I have a lot of trouble understanding how a designer can ever comprehend the complexities being created. multicore and parallel programming are full speed ahead with very little explanation of how well it will work. Here's my take on multicore, Intel saw maybe half the processor cucle were spent waiting so dual core came along and improved performance(how much?). Well if 2 is good, many, many will be better. But what if two used up all the cycles, did 3 and 4 steal cycles from 1 and 2 causing them to slow down? I have read in some forum that multicore actually does run slower for unknown reasons.
Sure parallel programming is a part of supercomputers, but look at the number of processors.
In the case you mentioned if something doesn't work quite right, does the designer have to use timing simulation to debug logic never before seen?
While I wish them luck, I fear it may just be an academic exercise.

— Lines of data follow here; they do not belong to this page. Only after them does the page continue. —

PR #3135, opened 2019-05-03
Changed doc to reflect that Let's Encrypt can now issue wildcard hosts

Hugogerva:

PR #3312, opened 2020-05-02
Docs: Quick fix for FAQ entry about Let's Encrypt

ocdtrekkie:
A lot more docs need to be adjusted for this release, but we might as well get this out of the way. This supersedes #3135.

### DIFF
--- a/docs/administering/faq.md
+++ b/docs/administering/faq.md
@@ -516,60 +516,10 @@ that we provide. Pay special attention to the `RewriteRule` stanzas.
 
 ## Can I use Let's Encrypt for adding HTTPS to Sandstorm?
 
-**Short answer:** No. We wish we could say yes. We are eagerly awaiting support of wildcard
-certificates by Let's Encrypt. For advice that will work, read our [docs about configuring
-HTTPS.](ssl.md)
-
-**Medium answer:** You can use Let's Encrypt for [static
-publishing](../developing/web-publishing.md) on personal or corporate domain names like
-`mysite.example.com`, but not your main Sandstorm server interface.
-
-Here's the long answer.
-
-To have working HTTPS, Sandstorm needs a wildcard certificate for all the reasons documented in [our
-documentation on wildcard DNS.](wildcard.md)
-
-One hypothetical alternative to a wildcard certificate is dynamic integration with Let's Encrypt.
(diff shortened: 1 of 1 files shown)


ocdtrekkie:
As a note, eventually this will be obvious/a non-issue not worthy of being mentioned on the FAQ page at all.

docs/administering/faq.md
```diff
@@ -516,60 +516,10 @@ that we provide. Pay special attention to the `RewriteRule` stanzas.
...
-
-One approach is to use `*.example.sandcats.io` for wildcard hostnames, but use a `BASE_URL` of `example.com`
-where `example.com` is certified via Let's Encrypt. However, this would mean that `example.com` contains
-IFRAME elements pointing at `*.example.sandcats.io` and these IFRAMEs may not be able to set cookies within
-the subdomain due to the increasingly-common **third-party cookie-blocking** done by browsers such as Chrome
-and Firefox.
+Yes, support for Let's Encrypt was added in 0.263. To use Let's Encrypt, your Sandstorm server needs
+to be able to modify your DNS records. This is made possible by [the ACME.js library](https://git.rootprojects.org/root/acme.js) as long as
+you use a supported DNS provider (Sandcats.io, Cloudflare, Digital Ocean, DNSimple, Duck DNS, GoDaddy,
+Gandi, Namecheap, Name.com, AWS Route 53, or Vultr). You can now configure this in the admin panel.
```
zenhack, line 522: A couple thoughts:

- I don't think we need to call out what library we're using here.
- We should mention that it's possible to manually upload a cert if needed (useful if the user's DNS provider is not supported), though the user will need to keep it up to date themselves.

ocdtrekkie: My thought is that the library retains relevant regarding issues with or interest in the supported providers.

I didn't want to go crazy about things like manual upload options here because this is just an FAQ and I wanted to purge the suggestion that it can't be done.

Perhaps the right thing to do would be to come back and add a link here to the HTTPS docs page when that is revised as well?

zenhack: I think given that you also explicitly list the supported providers it's still not important. But otherwise I'm not too picky; I agree the most important thing is to remove the incorrect information.

ocdtrekkie: I am on mobile now, I will merge and then revise it again alongside the HTTPS page update and remove the extraneous information.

There was a Microsoft research into why FPGAs are so fast compared to a processor and they found the processor spent a lot of time fetching instructions. They missed the point that you mentioned, parallelism in the FPGA. My design uses that parallelism very much because several rams, counters, etc are used in parallel. Please think about the demo code running in 48 cycles and maybe just guess at what it would take in HDL. That is the margin of performance to be gained at whatever cost.
My design could be put to use quickly while that research could continue in parllel.
Thanks again, I enjoy a good discussion.